Welche Faktoren bestimmen das Reinigungsintervall?

Das Reinigungsintervall einer Absauganlage in der Lebensmittelproduktion hängt von vier zentralen Faktoren ab: dem Schadstoffaufkommen, dem verarbeiteten Medium, den hygienerechtlichen Anforderungen und dem Druckdifferenzverlauf im Filter. Betriebe mit hohem Staubaufkommen, etwa bei Mehl, Zucker oder Gewürzen, müssen häufiger reinigen als Betriebe mit geringem Partikelanfall.

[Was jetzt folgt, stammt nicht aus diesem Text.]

PR #78, opened 2024-06-05
feat: add Output builtin

### LINKED ISSUE #65: feat: implement Output builtin

zmalatrax:
Closes #65 

- The output builtin has been implemented as a segment which only accepts `Felt`
- A method `getOutput()` has been added to the `CairoRunner` class to return the Output builtin segment if the builtin is in use

To find the index of the Output segment, we rely on the fact that builtins are always initialized after the Program and Execution segments (rationale for the `outputIdx + 2`)

Layouts should enforce the builtins order, with `output` always being the first one. therefore we could simply return `runner.vm.memory.segments[2]` in `getOutput`.
However layout/builtin order is not enforced atm so programs which uses builtins in a different order, like `% builtins bitwise output`  can run on our VM (whereas the cairo VM in python throws as the builtins are not ordered as expected).
This can be updated when implementing layouts.

Python implementation of the Output builtin implements a PublicMemoryPage dictionnary which seems to be only used in the starknetOS & bootloader. There is no need to implement such structure for now imo

### DIFF
--- a/cairo_programs/cairo_0/bitwise_output.cairo
+++ b/cairo_programs/cairo_0/bitwise_output.cairo
@@ -1,0 +1,10 @@
+%builtins output bitwise
+from starkware.cairo.common.bitwise import bitwise_and
+from starkware.cairo.common.cairo_builtins import BitwiseBuiltin
+from starkware.cairo.common.serialize import serialize_word
+
+func main{output_ptr: felt*, bitwise_ptr: BitwiseBuiltin*}() {
+    let (result) = bitwise_and(1, 2);
+    serialize_word(result);
+    return ();
+}
--- a/cairo_programs/cairo_0/bitwise_output.cairo
+++ b/cairo_programs/cairo_0/bitwise_output.cairo
@@ -1,10 +1,11 @@
 %builtins output bitwise
+
 from starkware.cairo.common.bitwise import bitwise_and
 from starkware.cairo.common.cairo_builtins import BitwiseBuiltin
-from starkware.cairo.common.serialize import serialize_word
 
 func main{output_ptr: felt*, bitwise_ptr: BitwiseBuiltin*}() {
     let (result) = bitwise_and(1, 2);
-    serialize_word(result);
+    assert [output_ptr] = result;
+    let output_ptr = output_ptr + 1;
     return ();
 }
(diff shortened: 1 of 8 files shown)


cairo_programs/cairo_0/bitwise_output.cairo
```diff
@@ -0,0 +1,10 @@
+%builtins output bitwise
+from starkware.cairo.common.bitwise import bitwise_and
```
ClementWalter, line 2: add a line break

cairo_programs/cairo_0/bitwise_output.cairo
```diff
@@ -0,0 +1,10 @@
...
+from starkware.cairo.common.cairo_builtins import BitwiseBuiltin
+from starkware.cairo.common.serialize import serialize_word
+
+func main{output_ptr: felt*, bitwise_ptr: BitwiseBuiltin*}() {
+    let (result) = bitwise_and(1, 2);
+    serialize_word(result);
```
ClementWalter, line 8: this function is a scam! (I mean that it's pointless)

```
// Appends a single word to the output pointer, and returns the pointer to the next output cell.
func serialize_word{output_ptr: felt*}(word) {
    assert [output_ptr] = word;
    let output_ptr = output_ptr + 1;
    return ();
}
```

cairo_programs/cairo_0/jmp.cairo
```diff
@@ -0,0 +1,16 @@
...
+func main{output_ptr: felt*}() {
+    jmp test;
+
+    [ap] = 1, ap++;
+    jmp rel 6;
+
+    test:
+    [ap] = 2, ap++;
+
+    serialize_word([ap - 1]);
```
ClementWalter, line 14: see above

ClementWalter (changes requested):
minor changes

cairo_programs/cairo_0/bitwise_output.cairo
ClementWalter, line 1: fyi in the doc https://docs.cairo-lang.org/how_cairo_works/program_input_and_output.html#id2

the output pointer is supposed to be given as arg and not implicit arg

ClementWalter (approved):

PR #87, opened 2024-06-13
feat: streamline diff testing

### LINKED ISSUE #86: test: add more Cairo programs
Now that all builtins have been implemented, we should make the test suite more extensive.
The hints haven't been implemented yet, so we limit this to programs which doesn't require hints

- Make a list of all programs without hints from the lambdaclass/cairo-vm cairo programs suite and add them (some imported functions might be inlined (e.g. `serialize_word`...)

zmalatrax:
Closes #86, #88

- Adds all programs from [cairo-vm](https://github.com/lambdaclass/cairo-vm) which have no hints.
- Add a makefile target `compare-memory` which compares the memory files of the different VMs (needs to provide the path to Rust vm CLI as env variable `CAIRO_VM_BIN`, behaviour which might change)
  - This script takes encoded memory as arguments and reconstruct the relocated memory dictionnary for each and compare them.
  Indeed, byte to byte comparison/hash validation is not possible rn as the python order of chunks differs when extra segments are involved.


cairo_programs/cairo_0/big_struct.cairo
ClementWalter, line 1: this doesn't do anything

cairo_programs/cairo_0/call_function_assign_param_by_name.cairo
ClementWalter, line 1: I don't understand the meaning of these test. At the end we run CASM and not cairo and naming has no impact

ClementWalter (changes requested):
- remove failing test
- use all_cairo layout for the rust vm
- use git submodules for the go, rust and zig vms

ClementWalter (approved):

  • Schadstoffmenge und Partikelgröße: Feine, leichte Partikel wie Mehlstaub setzen Filter schneller zu als grobe Späne. Je höher die Staubkonzentration in der Luft, desto kürzer das Intervall.
  • Verarbeitetes Medium: Fette, zuckerhaltige oder feuchte Produkte neigen zur Verbackung im Filter. Das erhöht den Druckverlust und erfordert kürzere Reinigungszyklen.
  • Hygienevorschriften: In der Lebensmittelproduktion gelten neben dem Arbeitsschutz auch lebensmittelrechtliche Anforderungen. Die EU-Verordnung (EG) Nr. 852/2004 (Lebensmittelhygiene-Verordnung) schreibt vor, dass technische Einrichtungen sauber und in einwandfreiem Zustand gehalten werden müssen.
  • Druckdifferenz als Messgröße: Der Differenzdruck zwischen Rein- und Rohgasseite ist der zuverlässigste technische Indikator. Steigt er auf den vom Hersteller angegebenen Grenzwert, ist eine Reinigung zwingend erforderlich, unabhängig vom Kalenderintervall.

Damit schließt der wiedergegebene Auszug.